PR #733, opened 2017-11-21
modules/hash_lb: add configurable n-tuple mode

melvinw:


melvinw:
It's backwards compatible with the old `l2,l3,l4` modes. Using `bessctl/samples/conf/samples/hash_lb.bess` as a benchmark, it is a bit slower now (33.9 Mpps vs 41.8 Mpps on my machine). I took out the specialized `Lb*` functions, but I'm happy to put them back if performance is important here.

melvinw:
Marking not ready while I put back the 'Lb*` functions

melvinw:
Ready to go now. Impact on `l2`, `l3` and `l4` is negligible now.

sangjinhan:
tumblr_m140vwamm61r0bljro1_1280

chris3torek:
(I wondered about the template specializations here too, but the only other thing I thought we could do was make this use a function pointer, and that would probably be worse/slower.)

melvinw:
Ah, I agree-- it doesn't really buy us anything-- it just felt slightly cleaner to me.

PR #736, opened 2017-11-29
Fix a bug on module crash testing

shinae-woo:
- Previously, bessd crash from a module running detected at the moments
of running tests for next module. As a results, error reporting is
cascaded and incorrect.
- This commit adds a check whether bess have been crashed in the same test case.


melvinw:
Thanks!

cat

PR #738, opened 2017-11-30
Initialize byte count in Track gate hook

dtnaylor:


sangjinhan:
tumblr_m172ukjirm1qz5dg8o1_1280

- - -

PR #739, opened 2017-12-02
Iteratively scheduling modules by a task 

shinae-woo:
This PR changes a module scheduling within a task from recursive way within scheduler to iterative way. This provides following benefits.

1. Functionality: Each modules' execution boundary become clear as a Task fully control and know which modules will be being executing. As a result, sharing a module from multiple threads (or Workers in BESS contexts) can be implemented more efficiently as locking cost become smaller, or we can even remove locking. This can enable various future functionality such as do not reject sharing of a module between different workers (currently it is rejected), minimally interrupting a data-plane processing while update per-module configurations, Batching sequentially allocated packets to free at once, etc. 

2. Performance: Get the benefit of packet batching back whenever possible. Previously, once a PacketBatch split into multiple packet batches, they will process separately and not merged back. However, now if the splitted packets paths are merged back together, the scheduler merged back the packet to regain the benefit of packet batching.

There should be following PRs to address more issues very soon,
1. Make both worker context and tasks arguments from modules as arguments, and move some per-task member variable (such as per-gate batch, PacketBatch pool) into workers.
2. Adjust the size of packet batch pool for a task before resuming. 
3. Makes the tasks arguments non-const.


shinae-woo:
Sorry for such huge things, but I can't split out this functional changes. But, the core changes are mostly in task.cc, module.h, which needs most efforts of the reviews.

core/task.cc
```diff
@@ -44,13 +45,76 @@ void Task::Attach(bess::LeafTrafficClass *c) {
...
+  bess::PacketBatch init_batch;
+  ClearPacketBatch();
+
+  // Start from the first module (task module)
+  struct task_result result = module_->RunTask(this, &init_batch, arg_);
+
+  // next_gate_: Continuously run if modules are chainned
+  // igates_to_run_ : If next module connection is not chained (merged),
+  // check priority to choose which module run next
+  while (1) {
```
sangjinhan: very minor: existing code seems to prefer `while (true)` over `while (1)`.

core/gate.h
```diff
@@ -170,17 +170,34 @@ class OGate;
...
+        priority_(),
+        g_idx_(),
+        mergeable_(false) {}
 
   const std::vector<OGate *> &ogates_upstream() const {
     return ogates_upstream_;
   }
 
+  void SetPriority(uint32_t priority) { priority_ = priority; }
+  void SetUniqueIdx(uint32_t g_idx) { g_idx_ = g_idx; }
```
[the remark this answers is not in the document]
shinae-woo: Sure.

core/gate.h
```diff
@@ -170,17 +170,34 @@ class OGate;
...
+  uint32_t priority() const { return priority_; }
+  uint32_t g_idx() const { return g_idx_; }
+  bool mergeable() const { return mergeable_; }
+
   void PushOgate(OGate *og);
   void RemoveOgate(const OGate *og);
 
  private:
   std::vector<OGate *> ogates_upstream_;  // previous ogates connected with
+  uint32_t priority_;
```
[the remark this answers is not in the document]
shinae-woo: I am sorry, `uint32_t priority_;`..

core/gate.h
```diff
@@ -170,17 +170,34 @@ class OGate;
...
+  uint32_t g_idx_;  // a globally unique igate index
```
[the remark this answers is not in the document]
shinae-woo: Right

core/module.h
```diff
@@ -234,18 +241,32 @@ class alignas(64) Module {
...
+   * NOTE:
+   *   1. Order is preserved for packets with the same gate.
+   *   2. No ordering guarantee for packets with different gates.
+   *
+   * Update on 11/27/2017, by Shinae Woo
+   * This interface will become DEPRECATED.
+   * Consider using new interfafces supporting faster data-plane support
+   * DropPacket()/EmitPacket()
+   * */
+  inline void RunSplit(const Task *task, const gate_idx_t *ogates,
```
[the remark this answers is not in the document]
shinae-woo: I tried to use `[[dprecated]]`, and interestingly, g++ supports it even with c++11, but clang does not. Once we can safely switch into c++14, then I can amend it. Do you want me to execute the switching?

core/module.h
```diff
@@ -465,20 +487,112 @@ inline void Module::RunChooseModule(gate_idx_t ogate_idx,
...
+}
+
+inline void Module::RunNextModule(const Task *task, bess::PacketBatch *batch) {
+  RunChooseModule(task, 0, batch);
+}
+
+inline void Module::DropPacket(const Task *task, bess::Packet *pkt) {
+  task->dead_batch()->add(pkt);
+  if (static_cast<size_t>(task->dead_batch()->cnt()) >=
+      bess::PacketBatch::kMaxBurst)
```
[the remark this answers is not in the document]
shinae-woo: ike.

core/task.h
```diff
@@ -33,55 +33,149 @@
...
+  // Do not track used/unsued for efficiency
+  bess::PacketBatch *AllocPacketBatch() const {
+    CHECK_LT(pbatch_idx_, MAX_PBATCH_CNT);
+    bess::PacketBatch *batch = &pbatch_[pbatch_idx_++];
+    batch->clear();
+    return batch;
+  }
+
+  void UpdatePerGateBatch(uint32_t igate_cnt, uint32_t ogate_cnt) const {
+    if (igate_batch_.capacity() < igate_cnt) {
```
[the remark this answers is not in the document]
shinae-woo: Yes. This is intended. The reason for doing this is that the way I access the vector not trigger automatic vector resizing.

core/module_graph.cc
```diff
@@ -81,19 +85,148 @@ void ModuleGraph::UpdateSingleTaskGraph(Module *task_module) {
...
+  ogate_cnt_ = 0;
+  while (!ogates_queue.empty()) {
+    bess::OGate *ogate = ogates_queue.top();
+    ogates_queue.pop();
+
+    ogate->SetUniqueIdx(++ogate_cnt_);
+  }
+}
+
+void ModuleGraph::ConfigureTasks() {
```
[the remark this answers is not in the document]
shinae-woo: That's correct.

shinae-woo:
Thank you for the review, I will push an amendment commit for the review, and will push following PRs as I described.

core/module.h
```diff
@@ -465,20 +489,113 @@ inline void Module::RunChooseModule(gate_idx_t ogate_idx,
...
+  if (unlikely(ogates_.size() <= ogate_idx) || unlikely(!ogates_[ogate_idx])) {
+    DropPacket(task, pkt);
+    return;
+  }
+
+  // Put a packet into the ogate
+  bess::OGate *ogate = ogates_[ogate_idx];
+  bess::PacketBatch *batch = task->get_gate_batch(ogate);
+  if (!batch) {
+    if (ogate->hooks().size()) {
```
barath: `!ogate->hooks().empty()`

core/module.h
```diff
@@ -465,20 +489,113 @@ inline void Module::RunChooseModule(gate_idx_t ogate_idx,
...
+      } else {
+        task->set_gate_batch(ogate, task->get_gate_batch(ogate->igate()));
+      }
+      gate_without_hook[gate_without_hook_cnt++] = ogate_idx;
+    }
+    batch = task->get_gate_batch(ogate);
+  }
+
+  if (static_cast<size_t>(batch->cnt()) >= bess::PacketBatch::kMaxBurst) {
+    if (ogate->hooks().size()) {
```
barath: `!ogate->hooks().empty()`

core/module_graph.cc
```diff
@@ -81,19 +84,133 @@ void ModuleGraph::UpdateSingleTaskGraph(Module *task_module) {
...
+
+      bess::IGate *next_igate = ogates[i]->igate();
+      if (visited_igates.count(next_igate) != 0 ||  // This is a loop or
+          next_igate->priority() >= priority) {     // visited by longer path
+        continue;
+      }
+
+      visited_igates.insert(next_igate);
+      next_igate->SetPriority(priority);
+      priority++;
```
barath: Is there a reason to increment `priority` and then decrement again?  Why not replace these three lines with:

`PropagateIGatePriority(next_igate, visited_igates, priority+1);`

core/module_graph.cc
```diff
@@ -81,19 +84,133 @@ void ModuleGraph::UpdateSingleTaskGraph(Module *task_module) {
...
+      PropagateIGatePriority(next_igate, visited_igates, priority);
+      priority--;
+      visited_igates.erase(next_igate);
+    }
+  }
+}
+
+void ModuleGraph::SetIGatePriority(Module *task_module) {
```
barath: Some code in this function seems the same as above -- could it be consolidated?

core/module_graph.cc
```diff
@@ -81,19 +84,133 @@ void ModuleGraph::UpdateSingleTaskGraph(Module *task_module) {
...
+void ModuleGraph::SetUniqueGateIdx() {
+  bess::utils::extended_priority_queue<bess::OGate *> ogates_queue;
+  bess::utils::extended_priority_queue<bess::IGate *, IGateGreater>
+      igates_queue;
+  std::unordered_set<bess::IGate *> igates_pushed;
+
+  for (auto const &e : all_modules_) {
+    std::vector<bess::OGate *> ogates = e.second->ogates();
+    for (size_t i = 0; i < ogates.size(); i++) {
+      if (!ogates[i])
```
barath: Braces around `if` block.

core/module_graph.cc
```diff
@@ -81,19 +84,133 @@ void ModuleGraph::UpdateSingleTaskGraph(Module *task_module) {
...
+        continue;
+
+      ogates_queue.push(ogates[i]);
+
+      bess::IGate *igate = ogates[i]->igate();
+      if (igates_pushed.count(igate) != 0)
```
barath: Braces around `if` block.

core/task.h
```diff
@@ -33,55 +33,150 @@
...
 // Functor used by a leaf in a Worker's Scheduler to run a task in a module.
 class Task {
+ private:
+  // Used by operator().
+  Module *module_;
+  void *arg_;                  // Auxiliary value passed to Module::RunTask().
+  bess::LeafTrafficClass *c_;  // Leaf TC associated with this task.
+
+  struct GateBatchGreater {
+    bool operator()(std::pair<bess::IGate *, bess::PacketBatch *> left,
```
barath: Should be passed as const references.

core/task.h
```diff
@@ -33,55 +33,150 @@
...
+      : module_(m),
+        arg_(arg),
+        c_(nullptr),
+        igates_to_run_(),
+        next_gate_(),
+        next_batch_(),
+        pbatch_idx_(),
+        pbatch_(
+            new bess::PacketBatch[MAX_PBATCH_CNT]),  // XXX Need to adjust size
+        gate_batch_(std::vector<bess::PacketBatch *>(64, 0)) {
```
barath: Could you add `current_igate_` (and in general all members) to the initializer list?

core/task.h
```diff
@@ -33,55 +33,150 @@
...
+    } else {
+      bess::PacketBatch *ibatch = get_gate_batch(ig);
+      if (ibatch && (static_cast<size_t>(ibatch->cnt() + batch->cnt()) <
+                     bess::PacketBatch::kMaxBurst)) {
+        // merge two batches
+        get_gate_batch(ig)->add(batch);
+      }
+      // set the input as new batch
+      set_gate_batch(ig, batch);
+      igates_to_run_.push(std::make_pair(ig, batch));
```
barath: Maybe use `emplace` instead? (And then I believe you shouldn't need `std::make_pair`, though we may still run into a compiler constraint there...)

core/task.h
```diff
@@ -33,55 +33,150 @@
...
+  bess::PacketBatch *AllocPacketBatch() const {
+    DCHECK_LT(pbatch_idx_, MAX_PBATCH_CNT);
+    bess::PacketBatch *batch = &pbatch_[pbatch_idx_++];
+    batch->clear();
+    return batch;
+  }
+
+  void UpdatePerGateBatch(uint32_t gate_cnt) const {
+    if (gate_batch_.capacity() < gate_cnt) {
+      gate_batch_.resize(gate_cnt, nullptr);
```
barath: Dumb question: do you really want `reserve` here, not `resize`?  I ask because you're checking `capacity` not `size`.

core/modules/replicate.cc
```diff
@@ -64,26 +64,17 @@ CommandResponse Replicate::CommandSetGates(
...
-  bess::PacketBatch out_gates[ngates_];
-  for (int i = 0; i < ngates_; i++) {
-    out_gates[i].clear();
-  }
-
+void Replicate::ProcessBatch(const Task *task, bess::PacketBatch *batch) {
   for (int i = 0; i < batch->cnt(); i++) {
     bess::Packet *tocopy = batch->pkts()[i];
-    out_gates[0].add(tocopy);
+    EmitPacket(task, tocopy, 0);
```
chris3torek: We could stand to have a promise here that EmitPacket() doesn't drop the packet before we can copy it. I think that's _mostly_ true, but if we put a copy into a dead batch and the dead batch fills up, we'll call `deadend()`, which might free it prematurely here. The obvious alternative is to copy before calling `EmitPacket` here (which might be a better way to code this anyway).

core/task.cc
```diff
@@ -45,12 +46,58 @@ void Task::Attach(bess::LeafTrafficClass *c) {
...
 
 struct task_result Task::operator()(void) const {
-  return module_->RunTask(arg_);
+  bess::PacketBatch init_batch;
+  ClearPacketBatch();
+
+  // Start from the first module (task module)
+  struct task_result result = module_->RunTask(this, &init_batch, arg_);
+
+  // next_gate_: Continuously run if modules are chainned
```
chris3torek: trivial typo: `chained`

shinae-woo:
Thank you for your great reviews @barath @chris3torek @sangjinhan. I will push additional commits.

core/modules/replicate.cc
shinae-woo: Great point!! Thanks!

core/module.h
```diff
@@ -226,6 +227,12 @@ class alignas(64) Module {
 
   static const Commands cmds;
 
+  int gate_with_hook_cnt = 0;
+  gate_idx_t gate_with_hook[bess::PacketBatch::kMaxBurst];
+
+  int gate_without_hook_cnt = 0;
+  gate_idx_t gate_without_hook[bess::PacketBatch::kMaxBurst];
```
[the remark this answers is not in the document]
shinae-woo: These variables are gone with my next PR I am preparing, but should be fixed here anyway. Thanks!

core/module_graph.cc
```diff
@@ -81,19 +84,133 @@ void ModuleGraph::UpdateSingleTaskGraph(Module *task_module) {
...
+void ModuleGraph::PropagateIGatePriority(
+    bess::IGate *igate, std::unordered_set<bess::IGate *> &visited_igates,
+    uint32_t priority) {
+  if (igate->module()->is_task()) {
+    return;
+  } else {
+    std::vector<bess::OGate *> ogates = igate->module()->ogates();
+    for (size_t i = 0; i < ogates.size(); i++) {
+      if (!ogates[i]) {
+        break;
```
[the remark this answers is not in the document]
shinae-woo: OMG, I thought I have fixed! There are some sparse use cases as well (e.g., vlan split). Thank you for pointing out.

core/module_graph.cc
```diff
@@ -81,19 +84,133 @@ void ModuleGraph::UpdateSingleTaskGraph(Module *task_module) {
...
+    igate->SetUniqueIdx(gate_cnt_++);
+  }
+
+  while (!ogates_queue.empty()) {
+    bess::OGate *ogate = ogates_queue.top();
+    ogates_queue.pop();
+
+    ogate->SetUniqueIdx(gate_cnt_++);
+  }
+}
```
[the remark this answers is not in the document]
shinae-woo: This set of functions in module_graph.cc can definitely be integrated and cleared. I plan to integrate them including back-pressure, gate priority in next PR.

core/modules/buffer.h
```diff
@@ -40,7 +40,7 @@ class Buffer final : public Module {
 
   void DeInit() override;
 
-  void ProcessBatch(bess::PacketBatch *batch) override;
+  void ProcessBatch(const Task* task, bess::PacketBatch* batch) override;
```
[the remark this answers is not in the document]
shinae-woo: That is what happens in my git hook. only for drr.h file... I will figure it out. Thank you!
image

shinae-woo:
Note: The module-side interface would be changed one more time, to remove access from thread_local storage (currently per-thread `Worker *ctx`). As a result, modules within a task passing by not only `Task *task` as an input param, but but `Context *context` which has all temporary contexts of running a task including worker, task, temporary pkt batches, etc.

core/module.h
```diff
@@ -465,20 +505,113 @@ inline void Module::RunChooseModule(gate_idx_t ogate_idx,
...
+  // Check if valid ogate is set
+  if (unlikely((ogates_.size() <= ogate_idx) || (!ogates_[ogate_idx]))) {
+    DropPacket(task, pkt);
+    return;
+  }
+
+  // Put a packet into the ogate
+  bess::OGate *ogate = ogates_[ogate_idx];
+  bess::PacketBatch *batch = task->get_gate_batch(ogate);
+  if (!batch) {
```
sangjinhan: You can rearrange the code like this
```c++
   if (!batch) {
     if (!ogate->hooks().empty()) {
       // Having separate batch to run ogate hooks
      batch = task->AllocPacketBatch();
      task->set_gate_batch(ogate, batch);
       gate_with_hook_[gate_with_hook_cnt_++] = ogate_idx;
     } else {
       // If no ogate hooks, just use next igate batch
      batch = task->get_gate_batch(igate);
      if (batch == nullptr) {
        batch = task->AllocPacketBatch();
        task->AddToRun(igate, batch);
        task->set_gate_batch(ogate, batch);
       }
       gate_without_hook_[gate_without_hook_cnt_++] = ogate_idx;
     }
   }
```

- - -

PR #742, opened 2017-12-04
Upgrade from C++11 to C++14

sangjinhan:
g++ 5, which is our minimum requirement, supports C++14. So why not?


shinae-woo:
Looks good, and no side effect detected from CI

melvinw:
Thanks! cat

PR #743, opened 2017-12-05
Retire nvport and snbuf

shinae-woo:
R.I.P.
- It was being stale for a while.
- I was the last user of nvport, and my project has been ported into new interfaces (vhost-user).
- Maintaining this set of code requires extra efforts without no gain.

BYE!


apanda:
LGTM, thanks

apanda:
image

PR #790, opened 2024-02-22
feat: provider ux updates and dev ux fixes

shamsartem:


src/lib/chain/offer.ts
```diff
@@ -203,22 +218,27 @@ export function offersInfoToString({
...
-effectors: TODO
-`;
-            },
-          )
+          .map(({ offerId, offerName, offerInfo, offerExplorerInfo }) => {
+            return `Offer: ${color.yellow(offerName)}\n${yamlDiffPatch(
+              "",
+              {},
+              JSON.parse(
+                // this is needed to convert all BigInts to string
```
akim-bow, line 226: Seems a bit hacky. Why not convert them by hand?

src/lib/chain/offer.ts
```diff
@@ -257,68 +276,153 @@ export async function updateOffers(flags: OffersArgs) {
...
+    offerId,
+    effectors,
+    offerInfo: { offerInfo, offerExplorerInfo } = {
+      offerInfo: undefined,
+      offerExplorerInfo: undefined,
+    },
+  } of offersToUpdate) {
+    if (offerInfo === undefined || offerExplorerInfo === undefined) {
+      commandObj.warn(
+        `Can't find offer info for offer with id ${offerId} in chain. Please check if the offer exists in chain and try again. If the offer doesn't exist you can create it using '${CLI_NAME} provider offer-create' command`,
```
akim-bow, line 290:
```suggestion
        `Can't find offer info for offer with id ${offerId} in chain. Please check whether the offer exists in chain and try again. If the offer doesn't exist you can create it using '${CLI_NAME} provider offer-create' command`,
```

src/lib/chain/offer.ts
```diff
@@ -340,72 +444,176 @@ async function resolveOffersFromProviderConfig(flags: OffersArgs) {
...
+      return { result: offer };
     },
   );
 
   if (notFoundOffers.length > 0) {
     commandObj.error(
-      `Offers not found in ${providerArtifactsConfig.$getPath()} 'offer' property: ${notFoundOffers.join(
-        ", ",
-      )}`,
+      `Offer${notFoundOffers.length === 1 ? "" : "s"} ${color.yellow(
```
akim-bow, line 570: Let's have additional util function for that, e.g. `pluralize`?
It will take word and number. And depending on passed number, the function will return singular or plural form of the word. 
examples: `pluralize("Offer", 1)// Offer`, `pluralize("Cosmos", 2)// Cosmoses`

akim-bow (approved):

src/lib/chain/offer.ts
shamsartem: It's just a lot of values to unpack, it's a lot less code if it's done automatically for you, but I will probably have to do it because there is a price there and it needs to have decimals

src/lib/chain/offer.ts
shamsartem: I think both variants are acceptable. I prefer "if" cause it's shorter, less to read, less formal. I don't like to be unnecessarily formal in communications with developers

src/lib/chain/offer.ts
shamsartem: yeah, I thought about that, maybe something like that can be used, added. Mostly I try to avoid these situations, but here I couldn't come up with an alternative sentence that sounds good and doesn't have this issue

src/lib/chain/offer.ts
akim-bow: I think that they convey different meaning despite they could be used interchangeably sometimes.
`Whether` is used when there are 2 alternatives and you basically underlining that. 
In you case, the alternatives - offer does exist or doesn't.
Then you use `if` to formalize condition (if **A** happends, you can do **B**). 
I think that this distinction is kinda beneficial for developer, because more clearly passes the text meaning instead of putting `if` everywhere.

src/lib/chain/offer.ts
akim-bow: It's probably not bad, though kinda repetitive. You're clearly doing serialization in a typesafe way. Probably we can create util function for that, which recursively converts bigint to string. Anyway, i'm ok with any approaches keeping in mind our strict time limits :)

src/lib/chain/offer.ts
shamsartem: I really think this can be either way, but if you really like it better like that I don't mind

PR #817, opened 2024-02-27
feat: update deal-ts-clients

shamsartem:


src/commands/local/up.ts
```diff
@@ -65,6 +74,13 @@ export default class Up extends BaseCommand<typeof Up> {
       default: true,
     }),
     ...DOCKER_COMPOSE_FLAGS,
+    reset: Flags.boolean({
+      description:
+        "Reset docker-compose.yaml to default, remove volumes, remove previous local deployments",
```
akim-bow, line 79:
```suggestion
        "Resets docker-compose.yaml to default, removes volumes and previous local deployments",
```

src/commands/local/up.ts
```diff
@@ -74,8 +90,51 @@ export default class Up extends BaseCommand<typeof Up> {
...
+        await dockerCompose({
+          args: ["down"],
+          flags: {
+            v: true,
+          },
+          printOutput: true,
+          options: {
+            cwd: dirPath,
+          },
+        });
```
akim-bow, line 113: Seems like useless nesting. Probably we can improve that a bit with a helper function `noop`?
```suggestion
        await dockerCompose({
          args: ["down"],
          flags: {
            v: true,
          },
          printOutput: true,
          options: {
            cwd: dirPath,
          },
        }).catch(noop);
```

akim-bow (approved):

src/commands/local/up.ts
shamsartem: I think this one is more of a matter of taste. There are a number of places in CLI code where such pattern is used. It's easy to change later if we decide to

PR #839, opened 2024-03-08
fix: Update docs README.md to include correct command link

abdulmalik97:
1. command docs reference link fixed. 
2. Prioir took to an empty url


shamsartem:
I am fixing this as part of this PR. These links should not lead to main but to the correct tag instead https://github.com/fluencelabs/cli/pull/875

- - -

> **GOAL OF THE EXERCISE**: Begin at the line above that has "PR #733, opened 2017-11-21" and stop after the line that has "tumblr_m172ukjirm1qz5dg8o1_1280", copying each line exactly and adding nothing else.

> **RESULT BELOW**:
PR #733, opened 2017-11-21
modules/hash_lb: add configurable n-tuple mode

melvinw:


melvinw:
It's backwards compatible with the old `l2,l3,l4` modes. Using `bessctl/samples/conf/samples/hash_lb.bess` as a benchmark, it is a bit slower now (33.9 Mpps vs 41.8 Mpps on my machine). I took out the specialized `Lb*` functions, but I'm happy to put them back if performance is important here.

melvinw:
Marking not ready while I put back the 'Lb*` functions

melvinw:
Ready to go now. Impact on `l2`, `l3` and `l4` is negligible now.

sangjinhan:
tumblr_m140vwamm61r0bljro1_1280

chris3torek:
(I wondered about the template specializations here too, but the only other thing I thought we could do was make this use a function pointer, and that would probably be worse/slower.)

melvinw:
Ah, I agree-- it doesn't really buy us anything-- it just felt slightly cleaner to me.

PR #736, opened 2017-11-29
Fix a bug on module crash testing

shinae-woo:
- Previously, bessd crash from a module running detected at the moments
of running tests for next module. As a results, error reporting is
cascaded and incorrect.
- This commit adds a check whether bess have been crashed in the same test case.


melvinw:
Thanks!

cat

PR #738, opened 2017-11-30
Initialize byte count in Track gate hook

dtnaylor:


sangjinhan:
tumblr_m172ukjirm1qz5dg8o1_1280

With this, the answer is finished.